Tuesday, March 20, 2012

Increased federal role in education

At Center for American Progress session on the role of federal government in education.

Very interesting that all of the panelists are strongly in favor of increasing the federal role. Particularly Paul Pastorek from Louisiana. I find it interesting that the panelists: (Cami Anderson, Superintendent, Newark Public Schools; Rayne Martin, Executive Director, Stand for Children-Louisiana; Paul Pastorek, Chief Administrative Officer, Counsel, and Corporate Secretary, EADS North America, and Emeritus Member, Chiefs for Change; and Amy Wilkins, Vice President for Government Affairs and Communications, The Education Trust) all seem to be avoiding the reality of federalism and local control. The fact it, much of federal regulation creates much more noise and fragmentation than actual coherence. Expectations are good - but regulations and "guidelines" represent the an overextension of the federal government that leads to silos and fragmentation.

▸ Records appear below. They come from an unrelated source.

PR #1165, opened 2019-08-16
[eclipse/xtext#1425] show number of matches in ReferenceSearchViewPage

riederm:
The Find-References page now shows number of matches as a suffix in the
label that describes the search result.
The label is refreshed when the search finished - not after every single
hit was added to search result to avoid extensive redraws.

Signed-off-by: Mathias Rieder <mathias.rieder@gmail.com>

### DIFF
--- a/org.eclipse.xtext.ui/src/org/eclipse/xtext/ui/editor/findrefs/ReferenceSearchResultContentProvider.java
+++ b/org.eclipse.xtext.ui/src/org/eclipse/xtext/ui/editor/findrefs/ReferenceSearchResultContentProvider.java
@@ -8,11 +8,13 @@ import org.eclipse.core.runtime.IStatus;
 import org.eclipse.core.runtime.Status;
 import org.eclipse.emf.common.util.URI;
 import org.eclipse.jface.viewers.ITreeContentProvider;
+import org.eclipse.jface.viewers.StructuredSelection;
 import org.eclipse.jface.viewers.TreeViewer;
 import org.eclipse.jface.viewers.Viewer;
 import org.eclipse.search.ui.ISearchResultListener;
 import org.eclipse.search.ui.SearchResultEvent;
 import org.eclipse.swt.widgets.Display;
+import org.eclipse.swt.widgets.TreeItem;
 import org.eclipse.ui.progress.UIJob;
 import org.eclipse.xtext.resource.IEObjectDescription;
 import org.eclipse.xtext.resource.IReferenceDescription;
@@ -197,8 +199,26 @@ public class ReferenceSearchResultContentProvider implements ITreeContentProvide
 				}
 			}
 			viewer.refresh();
-			viewer.expandToLevel(1);
+			expandToFirstChild();
 			return Status.OK_STATUS;
+		}
+	}
+	
+
+	private void expandToFirstChild() {
+		if (rootNodes != null && !rootNodes.isEmpty()){
+			ReferenceSearchViewTreeNode[] rootNodesArray = Iterables.toArray(
+					rootNodes, ReferenceSearchViewTreeNode.class);
+			//find the top element
+			viewer.getComparator().sort(viewer, rootNodesArray);
+			
+			ReferenceSearchViewTreeNode topElement = rootNodesArray[0];
+			Object[] firstChildren = topElement.getChildren().toArray();
+			
+			if (firstChildren.length >= 0) {
+				viewer.getSorter().sort(viewer, firstChildren);
+				viewer.setSelection(new StructuredSelection(firstChildren[0]), true);
+			}
 		}
 	}
 
--- a/org.eclipse.xtext.ui/src/org/eclipse/xtext/ui/editor/findrefs/Messages.java
+++ b/org.eclipse.xtext.ui/src/org/eclipse/xtext/ui/editor/findrefs/Messages.java
@@ -19,6 +19,7 @@ public class Messages extends NLS {
 	public static String FindReferencesHandler_3;
 	public static String FindReferencesHandler_labelPrefix;
 	public static String ReferenceQuery_monitor;
+	public static String ReferenceSearchResult_Matches;
 	public static String ReferenceSearchResultContentProvider_label;
 	public static String ReferenceSearchResultLabelProvider_invalid;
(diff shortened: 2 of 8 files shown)


cdietrich:
Nice. I wonder if we should update the match count when matches are removed from the result as it is done for Java.

riederm:
Hey Christian,
of course you're right. I took a closer look at the whole remove-semantics and I was playing around with the code now for several evenings and I'm having a hard time to get this working without breaking a bunch of compatibilities. This has mainly two reasons:

1) the original code uses a ReferenceSearchResult that holds a list of IReferenceDescriptions - thats fine. IReferenceDescriptions are added to the ReferenceSearchResult and the viewer adds corresponding objects to the tree via the ReferenceSearchResultContentProvider receiving events from the search-result. So far so good - removing from the viewer is accomplished via the content-provider's internal model (ReferenceSearchViewTreeNode) - the origina SearchResult model is not touched. This has two implications: 

a) the label that shows the number of matches does not know anything about the internal model managed by the contentprovider, so from the outside the ReferenceSearchResult still contains the 
same number of search result.

b) the SearchResult stored in the history (Show previous Searches) still holds the removed matches.

so I was going to do the removes on the ReferenceSearchResult and propagate the removes again via event into the contentprovider. I also feel that the responsibilities are cleaner that way - it just means some serious changes to the contentprovider - I'm not sure if you want such API breaking changes in this ContentProvider. (e.g. some protected methods make no sense anymore, it would no longer implement the IResourceDescription.Event.Listener since the removes are propagated via the ReferenceSearchResult-

2) The second problem is the more serious problem. There are two ways hot elements are removed from the table - either the user deletes a selected item, or an item is removed because of an index-change-event and we can no longer find that particular reference. The thing is, I cannot make this index-based feature work in the original code. 

The thing is that the ReferenceFinder gives me quite different source-URIs than what the IndexChangeEvent would provide me:

- platform:/resource/org.xtext.example.mydsl/src/org/xtext/example/mydsl/MyDsl.xtext#/0/@rules.0/@type
- platform:/resource/org.xtext.example.mydsl/src/org/xtext/example/mydsl/MyDsl.xtext#/0/@rules.1/@type

 The ReferenceFinder gave me these sourceURIs:
- platform:/resource/org.xtext.example.mydsl/src/org/xtext/example/mydsl/MyDsl.xtext#//@rules.0/@alternatives/@terminal
- platform:/resource/org.xtext.example.mydsl/src/org/xtext/example/mydsl/MyDsl.xtext#//@rules.1/@alternatives/@terminal

so these URIs are quite different. The content-index in the beginning may differ, and I dont really see why the fragment would be so different? Do you have any clue for me? It seams that it has something to do with local references?

cdietrich:
I will see when I find the time to look at this.
Maybe @kthoms or @szarnekow  have an idea too

cdietrich:
hmmm i assume for the change events we need to start a new query.
they just give you which named objects changed but not which reference holder changed.

riederm:
I agree, it looks like this is necessary. This changes the feature quite a bit in a way that it not only removes invalid hits, but it would also add new hits as soon as they're built - so quite some activity in the search-view. 
do we want this?

cdietrich:
hmmm. am not sure how other searches e.g file and java behave.
if i remember correct they dont live update. you have to rerun.
but you can delete find results and the number updates.

@kthoms @szarnekow what do you two think?

szarnekow:
I don't think that we can easily make this a live view of the search results. Having this as a snapshot that updates the counter when you remove entries from the view itself (maybe adding a remark that n items have been removed from the view) sounds reasonable.

riederm:
> I don't think that we can easily make this a live view of the search results. Having this as a snapshot that updates the counter when you remove entries from the view itself (maybe adding a remark that n items have been removed from the view) sounds reasonable.

So do i get this right, that I only handle removes by the user and ignore index-changes at all? There is existing code that listens for index-changes in order to remove invalidated entries, but it does not work due to the URI-differences I explained above. Maybe it worked in earlier versions? i don't know.

cdietrich:
yes. hust handle the deletes by the user would be perfectly fine for me. if a use wants to update the search to model changes, then the search can be rexecuted. 

java search behaves the same. if you want updated results you have to reexecute the search

cdietrich:
i wonder how to continue with this pr

riederm:
my apologies for beeing so silent, i was pulled into work the last couple of weeks. I'll give this commit another try next week.

riederm:
i gave this another visit. the state of the current version is:

- number of matches are shown as requested
- removing matches updates the number of matches
- removed matches are remembered by the SearchResult so they are not added again when the query is re-run form the view's history (I find it a weird behavior, but Java acts the same, so I implemented it accordingly)

- live changes from the index are still not reflected by the search result. I cannot make the existing code work due to the different URIs as explained earlier. (do you want me to remove the old code that does not work?)

cdietrich:
Yes we should keep it minimal and working (as in java)

cdietrich:
@riederm loooks like there are compile errors now against the Oxygen target platform

riederm:
> @riederm loooks like there are compile errors now against the Oxygen target platform

whoops, some java11 methods slipped in

cdietrich:
@kthoms @ArneDeutsch what do you think?

cdietrich:
ping @kthoms @ArneDeutsch

cdietrich:
@kthoms what do you think?

org.eclipse.xtext.ui/src/org/eclipse/xtext/ui/editor/findrefs/ReferenceSearchResultContentProvider.java
```diff
@@ -197,10 +199,28 @@ public IStatus runInUIThread(IProgressMonitor monitor) {
...
 			viewer.refresh();
-			viewer.expandToLevel(1);
+			expandToFirstChild();
 			return Status.OK_STATUS;
 		}
 	}
+	
+
+	private void expandToFirstChild() {
+		if (rootNodes != null && !rootNodes.isEmpty()){
```
kthoms: personally I prefer fast returns instead of an if-block that spans the whole method body

cdietrich:
thx for the contribution @riederm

I guess that I find it hard to extrapolate from the Recovery School District to other districts across the nation. The situation there required such dramatic intervention....

Finally - we get to the role of the district, and Newark in particular. Where there are 20 schools where 70 percent of students are below proficient in ELA. Ah - what Cami Anderson said is that charters are allowed to pick their teachers but traditional schools are not. So Paul says that the answer is to go charter across the district. But no one is mentioning the fact that state legislatures can CHANGE LAWS and create policies that dramatically impact the ability of schools to do what they need to do - so that they have the conditions in place to realize dramatic change.